Aziz and I were born the same year. Mama Aicha had nursed me along with Aziz. We drank the same milk, we studied at the same schools, and we read the same books. Together we dreamed of a cultural revolution that would bring prosperity to our humble families. A revolution that would stay its course until it had granted dignity to all the children of this nation. Mama Aicha’s home was next to ours, at the entrance of el-Rahba el-Kadima alley, only a few steps from Jemaa el-Fnaa. It was a beautiful house, overflowing with life. Pots of chrysanthemums, narcissus, jasmine, and crocus clustered along the walls of its interior courtyard, and basil and lavender spilled from trellises across the tiled floors.

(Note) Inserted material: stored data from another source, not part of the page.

PR #2499, opened 2025-04-04
Updated autoconfig file to include POP3 and CardDAV/CalDAV

### LINKED ISSUE #954: Suggest change Thunderbird autoconfig display name to email address
Currently, the Thunderbird autoconfig sets the display name to `DOMAIN_NAME (Mail-in-a-Box)` and the short name to `DOMAIN_NAME`. I suggest that the display name should be changed to `%EMAILADDRESS% (Mail-in-a-Box)` to more easily differentiate between SMTP servers. This is necessary because Mail-in-a-Box doesn't allow email to be sent from different email addresses, so you must use the same SMTP account for your From address.

tdulcet:
* ~Updated display name to include the e-mail domain: #954~
* Added POP3 config details (Thunderbird will still default to IMAP)
* Added CardDAV and CalDAV config details
    * See: https://github.com/thunderbird/autoconfig/issues/20

For reference, the autoconfig file format is [documented here](https://wiki.mozilla.org/Thunderbird:Autoconfiguration:ConfigFileFormat). There is also a draft [specification here](https://benbucksch.github.io/autoconfig-spec/draft-ietf-mailmaint-autoconfig.html).

### DIFF
--- a/conf/mozilla-autoconfig.xml
+++ b/conf/mozilla-autoconfig.xml
@@ -1,7 +1,7 @@
 <?xml version="1.0"?>
 <clientConfig version="1.1">
     <emailProvider id="PRIMARY_HOSTNAME">
-      <domain>PRIMARY_HOSTNAME</domain>
+      <domain purpose="mx">PRIMARY_HOSTNAME</domain>
 
       <displayName>PRIMARY_HOSTNAME (Mail-in-a-Box)</displayName>
       <displayShortName>PRIMARY_HOSTNAME</displayShortName>
@@ -9,6 +9,14 @@
       <incomingServer type="imap">
          <hostname>PRIMARY_HOSTNAME</hostname>
          <port>993</port>
+         <socketType>SSL</socketType>
+         <username>%EMAILADDRESS%</username>
+         <authentication>password-cleartext</authentication>
+      </incomingServer>
+
+      <incomingServer type="pop3">
+         <hostname>PRIMARY_HOSTNAME</hostname>
+         <port>995</port>
          <socketType>SSL</socketType>
          <username>%EMAILADDRESS%</username>
          <authentication>password-cleartext</authentication>
@@ -28,6 +36,20 @@
          <descr lang="en">PRIMARY_HOSTNAME website.</descr>
       </documentation>
     </emailProvider>
+
+    <addressbook type="carddav">
+      <username>%EMAILADDRESS%</username>
+      <authentication system="http">basic</authentication>
+      <!-- Redirects to: https://PRIMARY_HOSTNAME/cloud/remote.php/carddav/ -->
+      <url>https://PRIMARY_HOSTNAME/.well-known/carddav</url>
+    </addressbook>
+
+    <calendar type="caldav">
+      <username>%EMAILADDRESS%</username>
+      <authentication system="http">basic</authentication>
+      <!-- Redirects to: https://PRIMARY_HOSTNAME/cloud/remote.php/caldav/ -->
+      <url>https://PRIMARY_HOSTNAME/.well-known/caldav</url>
+    </calendar>
 
     <webMail>
       <loginPage url="https://PRIMARY_HOSTNAME/mail/" />


conf/mozilla-autoconfig.xml
```diff
@@ -3,8 +3,8 @@
     <emailProvider id="PRIMARY_HOSTNAME">
       <domain>PRIMARY_HOSTNAME</domain>
 
-      <displayName>PRIMARY_HOSTNAME (Mail-in-a-Box)</displayName>
-      <displayShortName>PRIMARY_HOSTNAME</displayShortName>
+      <displayName>%EMAILDOMAIN% (Mail-in-a-Box)</displayName>
+      <displayShortName>%EMAILDOMAIN%</displayShortName>
```
benbucksch, line 7: Please do not use placeholders in the display name. Not all clients implement placeholders in all fields.

benbucksch (changes requested):
Looks good to me, other than the display name change.

conf/mozilla-autoconfig.xml
benbucksch: Can the server insert the correct value here, given that it generates the file and supports server-side placeholders anyways?

tdulcet: No, see #954. Mail-in-a-Box uses a single config file for all domains. The `PRIMARY_HOSTNAME` placeholder is replaced at install time, so for example if the user's primary domain is `example.com`, but they also are hosting `example.net` and `example.org`, the `PRIMARY_HOSTNAME` placeholder would be replaced with `box.example.com`: https://github.com/mail-in-a-box/mailinabox/blob/3efd4257b57fe0063ab0f22e9019874e85369a7d/setup/web.sh#L115-L123 This is obviously confusing for the user when they are setting up an `example.net` or `example.org` e-mail address, especially when they have multiple addresses, as they all show as `box.example.com` in their e-mail client's UI.

benbucksch: I understand the reason and desire. It would be nice, if this worked.

However, fact is that many AutoConfig clients do not use placeholders in these fields. So, these clients would show the literal `%EMAILDOMAIN%` to the user.

conf/mozilla-autoconfig.xml
```diff
@@ -29,6 +38,20 @@
...
+      <authentication>http-basic</authentication>
+      <!-- Redirects to: https://PRIMARY_HOSTNAME/cloud/remote.php/carddav/ -->
+      <serverURL>https://PRIMARY_HOSTNAME/.well-known/carddav</serverURL>
+    </addressBook>
+
+    <calendar type="caldav">
+      <username>%EMAILADDRESS%</username>
+      <authentication>http-basic</authentication>
+      <!-- Redirects to: https://PRIMARY_HOSTNAME/cloud/remote.php/caldav/ -->
+      <serverURL>https://PRIMARY_HOSTNAME/.well-known/caldav</serverURL>
```
benbucksch, line 52: Hey Teal and others,

thank you for supporting AutoConfig and adding these entries automatically. This is great.

Allow me to introduce myself: I've invented the ISPDB, the AutoConfig standard, and implemented it in Thunderbird, 15 years ago. I've been maintaining the AutoConfig spec until today.

Thanks for adding these entries for CalDAV and CardDAV, that's very useful!

However, the format you use is outdated, and I don't think any client uses this old format. Please use the new format as defined by https://benbucksch.github.io/autoconfig-spec/draft-ietf-mailmaint-autoconfig.html#name-xml-config-file

I've made a suggestion how to fix it. You just need to "apply" it.

```suggestion
      <authentication system="http">basic</authentication>
      <!-- Redirects to: https://PRIMARY_HOSTNAME/cloud/remote.php/carddav/ -->
      <url>https://PRIMARY_HOSTNAME/.well-known/carddav</url>
    </addressBook>

    <calendar type="caldav">
      <username>%EMAILADDRESS%</username>
      <authentication system="http">basic</authentication>
      <!-- Redirects to: https://PRIMARY_HOSTNAME/cloud/remote.php/caldav/ -->
      <url>https://PRIMARY_HOSTNAME/.well-known/caldav</url>
```

benbucksch (changes requested):

conf/mozilla-autoconfig.xml
```diff
@@ -1,10 +1,11 @@
 <?xml version="1.0"?>
 <clientConfig version="1.1">
     <emailProvider id="PRIMARY_HOSTNAME">
+      <!-- MX only -->
       <domain>PRIMARY_HOSTNAME</domain>
```
benbucksch, line 5:
```suggestion
      <domain purpose="mx">PRIMARY_HOSTNAME</domain>
```

https://benbucksch.github.io/autoconfig-spec/draft-ietf-mailmaint-autoconfig.html#name-domain

Thank you for the changes!

With this change applied, it's OK.

benbucksch (changes requested):
Just one more small change, and it's OK.

conf/mozilla-autoconfig.xml
benbucksch: I think this change was removed in the last version?

Given that this is a breaking change for some clients, could you please move this to a new PR and reference the new PR number here? Then we can investigate that issue there in the new PR, and the rest here can land already. All the rest is OK, from what I can see.

benbucksch (changes requested):

benbucksch (approved):
Thank you!
All OK for me.

benbucksch:
Ready to merge.

conf/mozilla-autoconfig.xml
```diff
@@ -29,6 +37,20 @@
...
+      <authentication system="http">basic</authentication>
+      <!-- Redirects to: https://PRIMARY_HOSTNAME/cloud/remote.php/carddav/ -->
+      <url>https://PRIMARY_HOSTNAME/.well-known/carddav</url>
+    </addressbook>
+
+    <calendar type="caldav">
+      <username>%EMAILADDRESS%</username>
+      <authentication system="http">basic</authentication>
+      <!-- Redirects to: https://PRIMARY_HOSTNAME/cloud/remote.php/caldav/ -->
+      <url>https://PRIMARY_HOSTNAME/.well-known/caldav</url>
```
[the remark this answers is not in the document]
tdulcet: My concern with using the actual URL is that it could change in a future Nextcloud (or Mail in a Box) update and someone may forget to update this config file, but I would be fine with going either way.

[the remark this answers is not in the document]
benbucksch: Yes, I guessed so. Note that clients will save the URL once configured, so even if you update the config file, the clients will not update it, so you essentially cannot ever change the URL. You could redirect the old to the new URL, if you need to, which is no worse than the redirect now.

I'm also fine either way, as long as the consequences are understood. I leave it to the maintainers of mail-in-a-box, because they'll have to maintain it.

JoshData:
TY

In the middle of the courtyard was a large planter box that held a towering mulberry tree whose branches shaded the entire area. Toward the end of winter, the tree filled with magnificently colored migratory moths whose wings made a rustling sound like the ethereal music of sacred temples. As small children, Aziz and I would watch them for hours on end, and we were tempted to try to catch them so that we could keep listening to the music of their wings in private, while we read or studied our lessons. But Mama Aicha was always there to stop us from getting too close to them.
“These moths are going to lay eggs, and from their eggs hundreds of larvae will come out, and they will make cocoons,” she’d tell us.
Every time she repeated this our jaws would drop in amazement. She would laugh and explain to us each time how the larva was the silkworm and the cocoon was the ball of silk.
We would ask her: “Why won’t you let us play with the balls of silk?”
And every time she would answer: “Because I’m going to turn them into thread, and from this thread I’ll weave a purple cloth called organdy, to make a kaftan so fine that only a princess or a queen would wear one like it.”